走行モードは、ポルシェ純正のオンロード用設定に加え、グラベル、マッド、サンド、スノーといった未舗装路向けの専用モードを搭載。各モードではエンジン出力特性やトランスミッションの制御パラメーターが最適化され、あらゆる路面で高いトラクション性能を発揮する。さらに、砂塵対策用の特殊エアフィルターやアクラポビッチ社製チタンエキゾーストなど、細部に至るまで徹底的な専用設計が施されている。

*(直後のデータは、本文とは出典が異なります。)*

PR #1565, opened 2024-02-13
HydePHP v2.x Development

caendesilva:
# HydePHP v2.x Development 

## Abstract

This pull request tracks the code for HydePHP v2.x.

Roadmap:
- [x] https://github.com/hydephp/develop/issues/1499

## Pull Requests
- [x] https://github.com/hydephp/develop/pull/1497
- [x] https://github.com/hydephp/develop/pull/1498
- [x] https://github.com/hydephp/develop/pull/1536
- [x] https://github.com/hydephp/develop/pull/1538
- [x] https://github.com/hydephp/develop/pull/1539
- [x] https://github.com/hydephp/develop/pull/1566
- [x] https://github.com/hydephp/develop/pull/1568
- [x] https://github.com/hydephp/develop/pull/1569
- [x] https://github.com/hydephp/develop/pull/1622
- [x] https://github.com/hydephp/develop/pull/1572
- [x] https://github.com/hydephp/develop/pull/1573
- [x] https://github.com/hydephp/develop/pull/1574
- [x] https://github.com/hydephp/develop/pull/1575
- [x] https://github.com/hydephp/develop/pull/1576
- [x] https://github.com/hydephp/develop/pull/1577
- [x] https://github.com/hydephp/develop/pull/1578
- [x] https://github.com/hydephp/develop/pull/1579
- [x] https://github.com/hydephp/develop/pull/1580
- [x] https://github.com/hydephp/develop/pull/1581
- [x] https://github.com/hydephp/develop/pull/1583
- [x] https://github.com/hydephp/develop/pull/1584
- [x] https://github.com/hydephp/develop/pull/1586
- [x] https://github.com/hydephp/develop/pull/1587
- [x] https://github.com/hydephp/develop/pull/1594
- [x] https://github.com/hydephp/develop/pull/1597
- [x] https://github.com/hydephp/develop/pull/1598
- [x] https://github.com/hydephp/develop/pull/1599
- [x] https://github.com/hydephp/develop/pull/1600
- [x] https://github.com/hydephp/develop/pull/1601
- [x] https://github.com/hydephp/develop/pull/1605
- [x] https://github.com/hydephp/develop/pull/1606
- [x] https://github.com/hydephp/develop/pull/1622
- [x] https://github.com/hydephp/develop/pull/1625
- [x] https://github.com/hydephp/develop/pull/1626
- [x] https://github.com/hydephp/develop/pull/1630
- [x] https://github.com/hydephp/develop/pull/1632
[...]

Issue #1508, opened 2023-12-25
[v2.0] Refactor navigation internals


caendesilva:
For v2.0 I want to refactor navigation internals to better unify the configuration API and reduce discrepancies with the sidebar code. I think we should also consider storing the global navigation items in the Hyde kernel as that could make it easier for extensions to programmatically add navigation items.

caendesilva:
Need to consider how to handle the sidebar, but initially I'm gonna try to add the navigation as a kernel property

caendesilva:
Thinking more about this, and if the navigation belongs in the kernel. Not all sites need navigation, and it's strongly coupled to a component, so why should the kernel be responsible for booting the navigation? 

The original problem I'm trying to solve is that the only way for say a package to add a navigation menu item is by adding it to the config at runtime which feels quite hacky. This is because the navigation menu instance is created from the navigation view. 

Maybe it makes more sense to instantiate the navigation earlier on, but in a provider or similar. Then we can expose a navigation API around that. 95% of sites still probably will use navigation, so maybe we still add a helper in the kernel to access it.

caendesilva:
> From https://github.com/hydephp/develop/pull/1538#issuecomment-1936359331

Wondering if this API could be used in the config to initialize menus. It's kinda Filamenty. Since we don't cache configs (except for in the standalone which uses a caching hack) it should not be a problem. Worst case, that can be serialized in our configuration loader.

 ```php
   'menus' => [
        NavigationMenu::create('main')
            ->withPageTypes('all', except: [DocumentationPage::class])
            ->withoutPages('404')
            ->withLabels([
                'home' => 'Start',
                'about' => 'About Us',
            ])
            ->withPriorities([
                'home' => 100,
                'about' => 200,
            ]),
        
        NavigationMenu::create('docs')
            ->withPageTypes(DocumentationPage::class)
            ->withLabels([
                'readme' => 'Readme',
                'installation' => 'Installation',
                'getting-started' => 'Getting Started',
            ])
            ->withPriorities([
                'readme' => 100,
                'installation' => 200,
                'getting-started' => 300,
            ])
            ->withoutPages([
                '404',
                'changelog'
            ]),
    ],
```

They can be accessed like this:

```php
$main = NavigationMenu::get('main'); // Main menu
$docs = NavigationMenu::get('docs'); // Sidebar
$foo = NavigationMenu::get('foo'); // Throws with message stating menu must be specified in config

```

[...]

PR #1568, opened 2024-02-13
[2.x] Rewrite navigation internals

caendesilva:
TLDR: This breaks... everything. The entire Navigation API is essentially rewritten. The easiest way to upgrade is going to be reimplementing existing code from scratch.

New attempt at fixing https://github.com/hydephp/develop/issues/1508 after closing https://github.com/hydephp/develop/pull/1538. It targets HydePHP v2 https://github.com/hydephp/develop/pull/1565

With this, NavigationMenu classes are no longer responsible for generating the menus, instead the API is changed so that they are just data containers. This better follows SOLID principles, and changes the point where we generate the menus in a way that's more controllable. 

This rewrites the navigation internals in a few breaking ways. (Note that this list may be incomplete/outdated, the final version will be present in the release notes)
1. **Breaking:** Change configuration option `docs.sidebar_order` to `docs.sidebar.order` 
2. **Breaking:** Change configuration option `docs.table_of_contents` to `docs.sidebar.table_of_contents`
3. **Breaking:** The `NavItem::fromRoute()` method is now `NavItem::forRoute()`
4. Breaking: The `docs.sidebar.footer` no longer supports `true` as a value
5. Breaking: Rename class `NavigationMenu` to `MainNavigationMenu`
6. Breaking: Remove class `MainNavigationMenu` (essentially replaced/rewritten to the new `NavigationMenu` class)
7. Breaking: Remove class `BaseNavigationMenu` 
8. Breaking: Remove class `DropdownNavItem`
9. Breaking: Make `BaseNavigationMenu::$items` protected
10. Breaking: `NavItem::$destination` is now a Route instead of string (This is necessary in order to defer route resolving to compile time)
11. Breaking: Remove method `DocumentationSidebar::getGroups` 
12. Breaking: Remove method `DocumentationSidebar::getItemsInGroup` 
13. Breaking: Remove method `DocumentationSidebar::makeGroupTitle` 
14. Deprecate class `BaseNavigationMenu`
15. Deprecate class `MainNavigationMenu`
16. Deprecate class `DocumentationSidebar`
17. Deprecate class `DropdownNavItem`
18. Deprecate method `DocumentationSidebar::makeGroupTitle()`
19. Merges `DropdownNavItem` features into main `NavItem` class

Changes:
- Adds a new NavigationMenu class
- Adds a new NavigationManager class
- Adds a NavigationServiceProvider to register the manager as a singleton and register a booted callback to the kernel to generate the navigation
- Adds a new child array to `NavItem` classes to manage dropdowns
- Add a `NavItem::dropdown()` facade helper
- Make navigation item duplicate filtering case insensitive (could have side effects)
- Merges https://github.com/hydephp/develop/pull/1539
- Merges https://github.com/hydephp/develop/pull/1572
- Merges https://github.com/hydephp/develop/pull/1573
- Merges https://github.com/hydephp/develop/pull/1574
- Merges https://github.com/hydephp/develop/pull/1576
- Merges https://github.com/hydephp/develop/pull/1577
- Merges https://github.com/hydephp/develop/pull/1578
- Merges https://github.com/hydephp/develop/pull/1579
- Merges https://github.com/hydephp/develop/pull/1580
- Merges https://github.com/hydephp/develop/pull/1581
- Merges https://github.com/hydephp/develop/pull/1583
- Merges https://github.com/hydephp/develop/pull/1584
- Merges https://github.com/hydephp/develop/pull/1586
- Merges https://github.com/hydephp/develop/pull/1587
- Merges https://github.com/hydephp/develop/pull/1594
- Merges https://github.com/hydephp/develop/pull/1597
- Merges https://github.com/hydephp/develop/pull/1598
- Merges https://github.com/hydephp/develop/pull/1599
- Merges https://github.com/hydephp/develop/pull/1600
- Merges https://github.com/hydephp/develop/pull/1601
- Merges https://github.com/hydephp/develop/pull/1605
- Merges https://github.com/hydephp/develop/pull/1606
- Merges https://github.com/hydephp/develop/pull/1622
- Merges https://github.com/hydephp/develop/pull/1625
- Merges https://github.com/hydephp/develop/pull/1626
- Merges https://github.com/hydephp/develop/pull/1632
- Merges https://github.com/hydephp/develop/pull/1636
- Merges https://github.com/hydephp/develop/pull/1637
- Merges https://github.com/hydephp/develop/pull/1638
- Merges https://github.com/hydephp/develop/pull/1639
- Merges https://github.com/hydephp/develop/pull/1640
- Merges https://github.com/hydephp/develop/pull/1642

Since the navigation menu is now essentially cached in the kernel, instead of being created each time the component is rendered, the kernel must be cleared during some tests.


packages/framework/tests/Feature/HydeServiceProviderTest.php
```diff
@@ -31,6 +33,7 @@
  * @covers \Hyde\Framework\HydeServiceProvider
  * @covers \Hyde\Framework\Concerns\RegistersFileLocations
  * @covers \Hyde\Foundation\Providers\ConfigurationServiceProvider
+ * @covers \Hyde\Foundation\Providers\NavigationServiceProvider
```
caendesilva, line 36: Should be in its own test

packages/framework/src/Framework/Features/Navigation/NavItem.php
```diff
@@ -14,6 +14,8 @@
 /**
  * Abstraction for a navigation menu item. Used by the MainNavigationMenu and DocumentationSidebar classes.
  *
+ * @FIXME Before merge: Add release notes from https://github.com/hydephp/develop/pull/1539
```
caendesilva, line 17: Before merge: Add release notes from https://github.com/hydephp/develop/pull/1539

caendesilva: Resolved in https://github.com/hydephp/develop/commit/c133c82ca93a12b27954aff50a69970072edf6d0

packages/framework/src/Framework/Features/Navigation/GeneratesMainNavigationMenu.php
```diff
@@ -6,30 +6,36 @@
...
 use Illuminate\Support\Collection;
+use Hyde\Foundation\Facades\Routes;
 
 use function collect;
 
-abstract class BaseNavigationMenu
+/**
+ * @experimental This class may change significantly before its release.
+ *
+ * @todo Consider making into a service which can create the sidebar as well.
```
caendesilva, line 18: Consider making into a service which can create the sidebar as well.

packages/framework/src/Framework/Features/Navigation/NavItem.php
```diff
@@ -4,14 +4,18 @@
...
 use Hyde\Support\Models\Route;
 use Illuminate\Support\Str;
 use Stringable;
+use Hyde\Support\Models\ExternalRoute;
 
 /**
- * Abstraction for a navigation menu item. Used by the NavigationMenu and DocumentationSidebar classes.
+ * Abstraction for a navigation menu item. Used by the MainNavigationMenu and DocumentationSidebar classes.
+ *
+ * @todo Consider splitting facade methods to actual facade class.
```
caendesilva, line 18: Consider splitting facade methods to actual facade class.

packages/framework/src/Framework/Features/Navigation/NavigationMenu.php
```diff
@@ -4,71 +4,22 @@
...
-            // Create a new dropdown item containing the buffered items
-            $this->items->add(new DropdownNavItem($group, $items));
-        }
-    }
-
-    protected function canAddRoute(Route $route): bool
-    {
-        return parent::canAddRoute($route) && (! $route->getPage() instanceof DocumentationPage || $route->is(DocumentationPage::homeRouteName()));
-    }
+    /** @var \Illuminate\Support\Collection<string, \Hyde\Framework\Features\Navigation\NavItem> */
```
caendesilva, line 12: The string here has been used to determine identity to remove duplicates. We don't need that here. Duplicates are already removed in the factory, and if a user pushes items to here we have no call to remove them. We could remove this entirely, or we can solve https://github.com/hydephp/develop/commit/238dac75d43f1192079d826eafb0d7778484bb1d by using a keyed priority (we might then need a check to shift priorities in case of duplicates, which may just add more complexity...)

caendesilva: Removed in 95b395ce69a1b3e0e373285adcb64aa0f3cc57d5/088d5b5e6f55d61050890c2cbe4bab312fa62bb6

packages/framework/src/Framework/Factories/NavigationDataFactory.php
```diff
@@ -210,6 +210,7 @@ private function canUseSubdirectoryForGroups(): bool
 
     private function defaultGroup(): ?string
     {
+        // TODO: It would be better if this was null in all cases, considering 'other' is used a a sort of confusing pseudo-null
```
caendesilva, line 213: It would be better if this was null in all cases, considering 'other' is used a a sort of confusing pseudo-nul

packages/framework/tests/Feature/AutomaticNavigationConfigurationsTest.php
```diff
@@ -0,0 +1,292 @@
...
+        $this->assertMenuEquals([], [
+            new MarkdownPage('foo', ['navigation.visible' => false]),
+            new MarkdownPage('bar', ['navigation.visible' => false]),
+            new MarkdownPage('baz', ['navigation.visible' => false]),
+        ]);
+    }
+
+    public function testMainNavigationMenuWithFrontMatterGroup()
+    {
+        // TODO: For new v2 system, this should insert a root item with the group name and the children as the pages
```
caendesilva, line 128: For new v2 system, this should insert a root item with the group name and the children as the pages

caendesilva:
For dropdown setups: I think we should support index pages.

Consider this file tree:
```
_pages
├── about
│   ├── about-us.md
│   ├── contact.md
```
This should add a dropdown containing the two pages, with the dropdown title "About". If one clicks the About link, the menu should open.

Now consider this, when there is an index page, we should still support dropdowns, but clicking the actual About link, the index page should be loaded. This means that the dropdown must be active when hovering.

```
_pages
├── about
│   ├── about-us.md
│   ├── contact.md
│   └── index.md
```

.idea/php-test-framework.xml
```diff
@@ -17,6 +17,7 @@
         <cache>
           <versions>
             <info id="Local" version="9.5.21" />
+            <info id="LocalH:\monorepo\vendor\autoload.php" version="10.4.2" />
```
caendesilva, line 20: See https://youtrack.jetbrains.com/issue/WI-76125/PhpStorm-has-started-to-add-an-undesired-line-to-.idea-php-test-framework.xml-when-running-Pest-PHPUnit-tests

Must be reverted before merge. This was added in a temporary commit c639ccce8faef690d9729721d3a32315844dbc8a because I got tired of having to unstage the file which is changed each time I run the tests.

packages/framework/src/Framework/Factories/NavigationDataFactory.php
caendesilva: https://github.com/hydephp/develop/pull/1572

packages/framework/src/Framework/Features/Navigation/GeneratesMainNavigationMenu.php
caendesilva: Resolved by https://github.com/hydephp/develop/pull/1579

packages/framework/src/Framework/Features/Navigation/NavigationManager.php
```diff
@@ -0,0 +1,41 @@
...
+declare(strict_types=1);
+
+namespace Hyde\Framework\Features\Navigation;
+
+use Hyde\Hyde;
+
+/**
+ * Manages the navigation menus for the project.
+ */
+class NavigationManager
```
caendesilva, line 12: This is basically a second service container with extra steps. Maybe it's easier to just bind the menu classes directly? (Unless we want to store the menus in the kernel, which we probably don't)

caendesilva: It depends on the level of flexibility we want. Do we want each specific menu to be in its own class, or do we allow anonymous menus that are just instances of the NavigationMenu class?

caendesilva: Going to experiment with the former

caendesilva: See https://github.com/hydephp/develop/pull/1580

caendesilva: A benefit with the class based approach is that it's less ambiguous than "identifiers"
image

packages/framework/resources/views/layouts/navigation.blade.php
```diff
@@ -1,9 +1,9 @@
 @php
-    $navigation = \Hyde\Framework\Features\Navigation\NavigationMenu::create();
+    $navigation = app('navigation.main');
 @endphp
 
 <nav aria-label="Main navigation" id="main-navigation" class="flex flex-wrap items-center justify-between p-4 shadow-lg sm:shadow-xl md:shadow-none dark:bg-gray-800">
-    <div class="flex flex-grow items-center flex-shrink-0 text-gray-700 dark:text-gray-200">
+    <div id="main-navigation-brand" class="flex flex-grow items-center flex-shrink-0 text-gray-700 dark:text-gray-200">
```
caendesilva, line 6: While we're breaking stuff, maybe we should normalize these ID tags and their locations.

caendesilva:
ChatGPT response when asked to compare which is best from various perspectives: Accessing configs in views, or in helper methods in a class. (Using the new documentation sidebar system as example)



> Option B, where configuration values are accessed within methods of a class, is generally preferable from a maintenance, developer experience, and ease of customization perspective. Here's why:
> 
> Encapsulation: Option B encapsulates configuration access within the methods of the DocumentationSidebar class. This encapsulation makes it easier to manage and understand where configuration values are used and how they are manipulated. It also promotes better organization and reduces the chances of accidental modification or misuse.
> 
> Flexibility: By encapsulating configuration access within methods, Option B allows for easier customization and extension. Developers can easily modify the behavior of the DocumentationSidebar class by overriding methods or extending the class. This provides greater flexibility without directly modifying the view files, making it easier to adapt the application to changing requirements.
> 
> Readability: Accessing configuration values directly within view files (Option A) can clutter the code and reduce readability, especially in larger applications. Option B separates concerns more clearly, resulting in cleaner and more maintainable code.
> 
> Testing: Option B facilitates easier testing since logic related to configuration access is contained within methods that can be easily unit tested. This promotes better test coverage and helps ensure the reliability of the codebase.
> 
> Decoupling: By accessing configuration values through methods, Option B reduces coupling between the view layer and the underlying configuration structure. This makes it easier to change the configuration format or source without affecting the view files, promoting better separation of concerns.
> 
> Overall, Option B aligns better with principles of object-oriented design and promotes cleaner, more maintainable code compared to Option A.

Photo by Marc Philipp Gemballa
独創的かつ機能的なデザイン哲学
MARSIENの外観デザインは、フランス人デザイナーのアラン・デロジエ氏の手によるもので、未来的なエッセンスと959のDNAを巧みに融合している。ボディパネルは85点以上のカーボンファイバーパーツで構成され、標準911ターボSから約50kgの軽量化を実現。大型エアダクト、ワイドフェンダー、リアウイング一体型エンジンフードなど、すべてがカーボン製で、空力性能と軽量化を高度にバランスさせている。
走行シーンに応じた使い分けを可能にするため、2種類のホイールセットが標準装備される。

Photo by Marc Philipp Gemballa
オンロード用にはミシュラン製ウルトラハイパフォーマンスタイヤ、オフロード用にはオールテレーンタイヤを採用。ホイールはいずれもセンターロック式の鍛造アルミ製で、センターキャップには24金のエンブレムを配するなど、細部まで妥協のない仕上げとなっている。インテリアもフルレザーやアルカンターラを贅沢に使用し、カレラGT風のカーボン製ハイセンターコンソールやストラップ式ドアハンドルなど、随所に特別な意匠が散りばめられている。
圧巻のパフォーマンスと走破性
MARSIENの性能は、従来のスーパーカーの常識を覆すものだ。0-100km/h加速はわずか2.6秒、最高速度は330km/hに達する。これは標準の911ターボSに匹敵する数値であり、オフロード仕様による重量増を感じさせない圧倒的な動力性能を誇る。しかし、このクルマの真価は、その驚異的なオフロード性能にある。
開発段階では、ニュルブルクリンク北コースから中東の砂漠、北欧の氷原まで、あらゆる環境下でテストが重ねられたそうだ。
可変サスペンションによる最大250mmの地上高と、標準装備のスキッドプレートにより、岩場や砂丘といった過酷な地形でも余裕を持って走破できる。各種専用走行モードは、滑りやすい路面や深い砂地でも最適なトラクションを確保。
イギリスのTop Gearによる砂漠での走行映像でも、その圧倒的な走破性能が実証されており、750馬力のオフロード仕様ポルシェという前例のない挑戦は、見事に成功を収めたといえるだろう。